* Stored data

PR #167, opened 2020-05-15
Move "owner" field and thread-confinement checks to MemoryScope

plevart:
Now MemoryScope is simplified, I re-based this change and am opening this PR on top. Currently MemorySegment is encapsulating thread-confinement logic and state (owner field) while MemoryScope is encapsulating temporal-confinement logic and state. But the interplay between the two must be very carefully caried out (for example, close() or dup() on child scopes may only be called in owner thread). By moving the thread-confinement logic and state to MemoryScope, I think we get better encapsulation as all MemoryScope methods become "safe" - some can still be called in owner thread only, but failing to do so throws IllegalSateException instead of exhibiting undefined behavior.

---------
### Progress

### Reviewers

### Download
`$ git fetch https://git.openjdk.java.net/panama-foreign pull/167/head:pull/167`
`$ git checkout pull/167`

### DIFF
--- a/src/jdk.incubator.foreign/share/classes/jdk/internal/foreign/MemoryScope.java
+++ b/src/jdk.incubator.foreign/share/classes/jdk/internal/foreign/MemoryScope.java
@@ -92,7 +92,7 @@ abstract class MemoryScope {
     }
 
     private final Thread owner;
-    boolean closed; // = false
+    private boolean closed; // = false
     private static final VarHandle CLOSED;
 
     static {
@@ -188,20 +188,18 @@ abstract class MemoryScope {
             if (owner != Thread.currentThread()) {
                 throw new IllegalStateException("Attempted access outside owning thread");
             }
-            checkAliveConfined();
+            checkAliveConfined(this);
         }
     }
 
     /**
      * Checks that this scope is still alive.
-     * This method is a MemoryScope internal API and is package-private only
-     * as an implementation detail. Not for direct consumption from other classes.
      *
      * @throws IllegalStateException if this scope is already closed
      */
     @ForceInline
-    final void checkAliveConfined() {
-        if (closed) {
+    private static void checkAliveConfined(MemoryScope scope) {
+        if (scope.closed) {
             throw new IllegalStateException("This scope is already closed");
         }
     }
@@ -226,7 +224,7 @@ abstract class MemoryScope {
                 for (; ; stamp = lock.readLock()) {
                     if (stamp == 0L)
                         continue;
-                    checkAliveConfined(); // plain read is enough here (either successful optimistic read, or full read lock)
+                    checkAliveConfined(this); // plain read is enough here (either successful optimistic read, or full read lock)
 
                     // increment acquires
                     acquired.increment();
@@ -267,13 +265,13 @@ abstract class MemoryScope {
             // enter critical section - no acquires are possible past this point
             long stamp = lock.writeLock();
             try {
-                checkAliveConfined(); // plain read is enough here (full write lock)
+                checkAliveConfined(this); // plain read is enough here (full write lock)
                 // check for absence of active acquired children
                 if (acquired.sum() > 0) {
                     throw new IllegalStateException("Cannot close this scope as it has active acquired children");
                 }
                 // now that we made sure there's no active acquired children, we can mark scope as closed
-                closed = true; // plain write is enough here (full write lock)
+                CLOSED.set(this, true); // plain write is enough here (full write lock)
             } finally {
                 // leave critical section
                 lock.unlockWrite(stamp);
@@ -303,7 +301,7 @@ abstract class MemoryScope {
             @Override
             void close() {
                 checkValidState(); // child scope is always checked
-                closed = true;
+                CLOSED.set(this, true);
                 // following acts as a volatile write after plain write above so
                 // plain write gets flushed too (which is important for isAliveThreadSafe())
                 Root.this.acquired.decrement();
--- a/src/jdk.incubator.foreign/share/classes/jdk/internal/foreign/MemoryScope.java
+++ b/src/jdk.incubator.foreign/share/classes/jdk/internal/foreign/MemoryScope.java
@@ -265,7 +265,7 @@ abstract class MemoryScope {
             // enter critical section - no acquires are possible past this point
             long stamp = lock.writeLock();
             try {
-                checkAliveConfined(this); // plain read is enough here (full write lock)
+                checkValidState(); // plain read is enough here (full write lock)
                 // check for absence of active acquired children
                 if (acquired.sum() > 0) {
                     throw new IllegalStateException("Cannot close this scope as it has active acquired children");
--- a/src/jdk.incubator.foreign/share/classes/jdk/internal/foreign/MemoryScope.java
+++ b/src/jdk.incubator.foreign/share/classes/jdk/internal/foreign/MemoryScope.java
@@ -26,38 +26,73 @@
 
 package jdk.internal.foreign;
 
+import jdk.internal.vm.annotation.ForceInline;
+
 import java.lang.invoke.MethodHandles;
 import java.lang.invoke.VarHandle;
+import java.util.Objects;
 import java.util.concurrent.atomic.LongAdder;
 import java.util.concurrent.locks.StampedLock;
 
 /**
- * This class manages the temporal bounds associated with a memory segment. A scope has a liveness bit, which is updated
- * when the scope is closed (this operation is triggered by {@link AbstractMemorySegmentImpl#close()}). Furthermore,
- * a scope is either root scope ({@link #create(Object, Runnable) created} when memory segment is allocated) or child scope
- * ({@link #acquire() acquired} from root scope). When a child scope is acquired from another child scope, it is actually
- * acquired from the root scope. There is only a single level of children. All child scopes are peers.
- * A child scope can be {@link #close() closed} at any time, but root scope can only be closed after all its children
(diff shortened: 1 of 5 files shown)


src/jdk.incubator.foreign/share/classes/jdk/internal/foreign/MemoryScope.java
```diff
@@ -26,38 +26,73 @@
...
+     * that all methods may be called in any thread and that {@link #checkValidState()}
+     * does not check for temporal bounds.
+     *
+     * @param ref           an optional reference to an instance that needs to be kept reachable
+     * @param cleanupAction an optional cleanup action to be executed when returned scope is closed
+     * @param owner         the desired owner thread. If {@code owner == null},
+     *                      the returned scope is <em>not</em> thread-confined and not checked.
+     * @return a root MemoryScope
+     */
+    static MemoryScope createUnchecked(Object ref, Runnable cleanupAction, Thread owner) {
```
mcimadamore, line 90: For some (merely stylistic) reason, I'd prefer to see `owner` coming first in the parameter list

src/jdk.incubator.foreign/share/classes/jdk/internal/foreign/MemoryScope.java
```diff
@@ -26,38 +26,73 @@
...
+        return new Root(owner, ref, cleanupAction);
     }
 
-    boolean closed = false;
+    private final Thread owner;
+    boolean closed; // = false
```
mcimadamore, line 95: Is there any real advantage in not having the initialization here? I mean, I get we probably save one putfield - but I would say that if the code is hot, C2 is probably able to detect that the store is useless? I kind of prefer the code to be self-evident rather then to use comments, where possible, of course. I've seen in the past cases where seemingly innocuous redundant initializer subtly changed happens-before order; but this shouldn't be the case here?

src/jdk.incubator.foreign/share/classes/jdk/internal/foreign/MemoryScope.java
```diff
@@ -85,67 +123,104 @@ private MemoryScope() {
...
     /**
-     * Duplicates this scope and {@link #close() closes} it. If this is a root scope,
-     * new root scope is returned. If this is a child scope, new child scope is returned.
-     * This method may only be called in "owner" thread.
-     * The returned instance may be published unsafely to and used in any thread, but methods that explicitly state that
-     * they may only be called in "owner" thread, must strictly be called in single thread that has been selected to be the
-     * "owner" thread.
+     * Duplicates this scope with given new "owner" thread and {@link #close() closes} it.
+     * If this is a root scope, new root scope is returned, this root scope is closed but
+     * eventual cleanup action is not executed yet - it is inherited by duped scope.
```
mcimadamore, line 139:
```suggestion
     * If this is a root scope, a new root scope is returned; this root scope is closed, but
     * without executing the cleanup action, which is instead transferred to the duped scope.
```

src/jdk.incubator.foreign/share/classes/jdk/internal/foreign/MemoryScope.java
```diff
@@ -85,67 +123,104 @@ private MemoryScope() {
...
+     * If this is a child scope, new child scope is returned.
+     * This method may only be called in "owner" thread of this scope unless the
```
mcimadamore, line 141:
```suggestion
     * If this is a child scope, a new child scope is returned.
     * This method may only be called in the "owner" thread of this scope unless the
```

src/jdk.incubator.foreign/share/classes/jdk/internal/foreign/MemoryScope.java
```diff
@@ -85,67 +123,104 @@ private MemoryScope() {
...
     /**
      * Checks that this scope is still alive.
-     * This method may only be called in "owner" thread.
+     * This method is a MemoryScope internal API and is package-private only
+     * as an implementation detail. Not for direct consumption from other classes.
      *
      * @throws IllegalStateException if this scope is already closed
      */
+    @ForceInline
     final void checkAliveConfined() {
```
mcimadamore, line 203: Consider making this private

src/jdk.incubator.foreign/share/classes/jdk/internal/foreign/MemoryScope.java
```diff
@@ -171,18 +246,19 @@ MemoryScope acquire() {
         }
 
         @Override
-        MemoryScope dup() { // always called in owner thread
-            return closeOrDup(false);
+        MemoryScope dup(Thread owner) {
+            Objects.requireNonNull(owner, "owner");
```
mcimadamore, line 250: Uhm - not sure about this. Let's say that you have an unchecked segment - you start off unconfined - but then, after some processing, you want to kill the segment and obtained a confined view. Seems a legitimate use case? Although I agree that, in that case, we'd need at least some sort of atomic handshake on the closed bit, to ensure the update either fails or succeeds across multiple racy threads.

src/jdk.incubator.foreign/share/classes/jdk/internal/foreign/MemoryScope.java
```diff
@@ -171,18 +246,19 @@ MemoryScope acquire() {
...
 
         @Override
-        void close() { // always called in owner thread
-            closeOrDup(true);
+        void close() {
+            closeOrDup(null);
         }
 
-        private MemoryScope closeOrDup(boolean close) {
+        private MemoryScope closeOrDup(Thread newOwner) {
```
mcimadamore, line 259: I think I don't like this way of sharing the code. Since we're in cleanup mode, I think the code would be more readable by having two separate methods `close` and `dup` which both uses the same underlying logic for flipping the liveness bit (using the lock).

src/jdk.incubator.foreign/share/classes/jdk/internal/foreign/MemoryScope.java
mcimadamore: > So maybe just rename the parameter to newOwner ?

Yes please

mcimadamore:
> So maybe just remove the comment?

No, leave it there - I'm fine with the explanation.

mcimadamore:
> ((MemoryScope)this).checkAliveConfined();
> 
> Do you prefer such call gymnastics? If this class gets used elsewhere
> then maybe it will be required...

Ugh - I missed subclass usages. Perhaps a private static routine in the toplevel class. But it's also ok if you leave it like that.

src/jdk.incubator.foreign/share/classes/jdk/internal/foreign/MemoryScope.java
```diff
@@ -246,19 +246,24 @@ MemoryScope acquire() {
...
+            // pre-allocate duped scope so we don't get OOME later and be left with this scope closed
+            var duped = new Root(newOwner, ref, cleanupAction);
+            justClose();
+            return duped;
         }
 
         @Override
         void close() {
-            closeOrDup(null);
+            justClose();
```
mcimadamore, line 259: This is exactly what I had in mind - I think the code is cleaner. Perhaps rename `justClose` to `doClose` (and make `doClose` private) - but that's minor - I'll leave that up to you.

plevart: I think justClose() tells more that doClose() and private it is.

plevart:
I hid checkAliveConfined (by making it private static) and also the closed field which has the same poblem of being access from subclass if it is private. But there's no such problem if it is accessed via VarHandle. Would that be OK?

plevart:
I ran the tests and the TestSegments.testOpOutsideConfinement(close) fails with this change. The fix follows.

mcimadamore:
> I ran the tests and the TestSegments.testOpOutsideConfinement(close) fails with this change. The fix follows.

In the latest iteration I don't see any change that could possibly affect the test (compared to the previous iteration I mean). Are you also working on a followup fix for the test?

src/jdk.incubator.foreign/share/classes/jdk/internal/foreign/MemoryScope.java
```diff
@@ -85,80 +123,115 @@ private MemoryScope() {
...
+     *                               in checked scope
+     */
+    @ForceInline
+    final void checkValidState() {
+        if (owner != null) {
+            if (owner != Thread.currentThread()) {
+                throw new IllegalStateException("Attempted access outside owning thread");
+            }
+            checkAliveConfined(this);
+        }
```
JornVernee, line 192: This changes the behavior we had before in AbstractMemorySegmentImpl::checkValidState. We should still do the liveness check even if there is no owner.

mcimadamore: > This changes the behavior we had before in AbstractMemorySegmentImpl::checkValidState. We should still do the liveness check even if there is no owner.

True - I suspect Peter would argue that such check doesn't make much sense in a racy context - but still, there's a change in behavior here.

JornVernee: IMO It's not necessarily racy, it's just that the API doesn't guarantee that there is no race, that's up to the user to do. e.g. by making sure that the thread doing the access can see an up to date liveness flag by using other synchronization.

plevart: Ok, then another change follows...

plevart:
Tests still pass after this change.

* EXERCISE OBJECTIVE
For the word "having", go through the records and show each line that carries it.

* EXERCISE RESPONSE
mcimadamore, line 95: Is there any real advantage in not having the initialization here? I mean, I get we probably save one putfield - but I would say that if the code is hot, C2 is probably able to detect that the store is useless? I kind of prefer the code to be self-evident rather then to use comments, where possible, of course. I've seen in the past cases where seemingly innocuous redundant initializer subtly changed happens-before order; but this shouldn't be the case here?
mcimadamore, line 259: I think I don't like this way of sharing the code. Since we're in cleanup mode, I think the code would be more readable by having two separate methods `close` and `dup` which both uses the same underlying logic for flipping the liveness bit (using the lock).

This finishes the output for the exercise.